Sure. Diane Geissler - Credit Agricole Securities (USA) Inc., Research Division: I appreciate that's a fairly specific question. Is the biggest bottleneck there the siting process, in other words, negotiating the rights to use the land? Is it your own construction capabilities? Is it training the people who are going to raise the birds? Or is it all 3 those?
You got really 2 things. Number one, the construction process, we can build the houses. There's plenty of folks over there, plenty of construction companies that can build the house. Obtaining the land use rights is a bit of a bottleneck. And then when we opened up a new farm site, which may have up to 8 to 10 chicken houses on it, we'll double staff that site, and then train the next, if you would, live production crew for the next farm site that will open. So we're handling our training issues. It does impact cost a little bit, not dramatically, but it does impact our cost a little bit. But the land use rights is the most difficult bottleneck.
Next question is Farha Aslam, Stephens. Farha Aslam - Stephens Inc., Research Division: On just, first, continuing on Diane's question on China and Chicken. Could you just share with us, going into the second half of the year, how you think about Mexico versus China? Do you think the improvement year-over-year in Mexico profitability will offset kind of the level of weakness you're seeing in China?

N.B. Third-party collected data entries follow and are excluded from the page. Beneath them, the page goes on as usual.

PR #6537, opened 2020-03-24
Add test for GraphQL order option when schema is extended

davimacedo:
see https://github.com/parse-community/parse-server/pull/6515


yaacovCR:
See #6611.

Moumouls:
close in favoir of https://github.com/parse-community/parse-server/pull/6611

Oh yes, definitely. Our Mexican operation is having a really good year. By the way, Brazil is profitable and doing very well, still pretty small but doing very well. So yes, that's -- what we were expecting to see was the China group being breakeven or profitable at the -- during our fourth quarter. Don't look like that's going to happen now, but we do believe Mexico and Brazil will be more than making up the gap. Farha Aslam - Stephens Inc., Research Division: Okay. And then just turning to Beef in the second half of the year again, do you expect it to reach your normalized margin levels for the second half of 2013? James V. Lochner: Yes. We're clearly headed into that zone right now. And I expect it to be similar and maybe even a bit stronger than the back half last year, just because April started out so much better than a year ago. A year ago, April was a real tough segment in Beef. If you recall, we had some issues relative to the ground beef segment and overall demand. We're not facing that this year. The biggest obstacle we've had is cold weather and consumption. But that -- again, that seems to be turning around now. And we came through March and April in very good shape. That's why I'm very confident back end of the back half of -- or the second half of the year that we'll be very comparable or probably perhaps better. A lot of moving parts, but I certainly don't see any impediments on Beef. And then the strength, I think, I'm a little more encouraged with Japan going forward than I would have been a quarter ago because we were early into that game. So I'm seeing enough positive signs.
Next question, Robert Moskow from Credit Suisse. Robert Moskow - Crédit Suisse AG, Research Division: I went to a conference for the chicken industry a few weeks ago. And I thought that the message there was that the top chicken companies are making money right now, but the majority of the industry is not. I look at spot margins; it doesn't look quite that bad. It actually looks like everyone's doing pretty well. Can you give us a sense about your quarter and whether you think you were like in the top 1/3 of performers or not, and whether you think that there's an increased probability that the bottom 1/3 might be unable to increase production as the year goes on?
Rob, I -- as I look at industry benchmarking data, which we've participated in, I would tell you that the majority of the industry is making money. Probably 80% or so of the industry ought to be profitable, at least at the operating margin level. And we continue, and now for months and months, operate in the top quartile of the industry. Robert Moskow - Crédit Suisse AG, Research Division: And a follow-up on China, maybe the ninth question asked. But you said that you chose not to invest in a noncore asset. Is -- what is a noncore asset in China? It's not your processing facilities. Is it something else?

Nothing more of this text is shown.